An investigation into a charity for people with a serious brain condition has found it wrongly made payments of €84,009 to two former trustees.
The investigation was carried out by the Charities Regulator into the charity Ataxia Ireland.
The irregularities were first reported by Independent.ie in September of last year
The report found the chief executive Barbara Flynn did not inform the charity’s other trustees between January 2014 and June 2015 of the existence of the payments.
The payments were made to two founding trustees who were the chief executive’s parents.
Ataxia is a term for a group of disorders that affect co-ordination balance and speech.
The report also found there was a fundamental weakness in the financial management and control of the charity between 2014 and mid-June 2015.
Evidence of this was the fact that the charity paid the employee pension contributions of €38,500 of the chief executive and another staff member-totalling approximately €900- rather than deducting these payments from their salaries.
This began in July 2010 and was not identified until October 2016
The Charities Regulator John Farrelly has written to the trustees requiring the implementation of a series of corrective actions, identified by the inspectors following their investigation.
The Charities Regulator appointed two inspectors in November 2016 to investigate the affairs of the charity following concerns it received.
The charity trustees have been given 21 days to respond to the Charities Regulator following the publication of the inspectors’ report today. “We have written to the charity trustees to instruct them that we require an action plan which addresses the inspectors’ recommendations,” said Mr Farrelly.
“If we are not satisfied with the response from the charity trustees we reserve the right to intervene under section 74 of the Charities Act 2009 to ensure the charity is protected.”
Section 74 provides the Charities Regulator with the power to apply to the High Court for a range of measures to protect a charity.

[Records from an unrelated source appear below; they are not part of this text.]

PR #2847, opened 2024-08-13
Web UI Should use Built-In Echarts Time Axis

andrewbaldwin44:
### Proposal
- The webui currently uses the 'category' type for the charts. We should use the built-in 'time' axis type instead, which will give us better looking time intervals, rather than random splits
- Update how chart history recorded is recorded in Locust to be formatted in the way echarts expects for time data ([time, data][] rather than data[])
-  Update tests and types

### Tested
- Ensure the mark line (between multiple test runs) continues to work as expected
- Ensure a chart from recorded history is rendered properly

Among the findings and conclusions of the inspectors’ report were:
* The two founding trustees did not disclose to the wider management committee that served between January 2014 and mid-2015 details of any payments they received;
* The two founding trustees and the CEO, given her knowledge of the payments and her position within the charity, potentially undermined the management committee’s obligations to consider the disclosure of such payments within the financial statements;
* The absence of the disclosure of the payments to the former founding trustees within the financial statements inhibited the ability of any potential users of the financial statements (including funders or members of the charity at the AGM) to have any knowledge of the existence of any actual payments to trustees or to understand the nature or value of them;
* The charity did not fully operate in accordance with governance best practice in a number of key areas.
The regulator wants the charity trustees to determine if the payments made to the two founding former trustees are recoverable;
• Develop, document and implement suitable procedures for the recruitment of senior roles
• Implement more formal monitoring and reporting arrangements in respect of the role of the CEO;
• Agree and implement a formal arrangement with the CEO to recover the overpayment of employee pension contributions.
A spokesperson for the charity was not available today.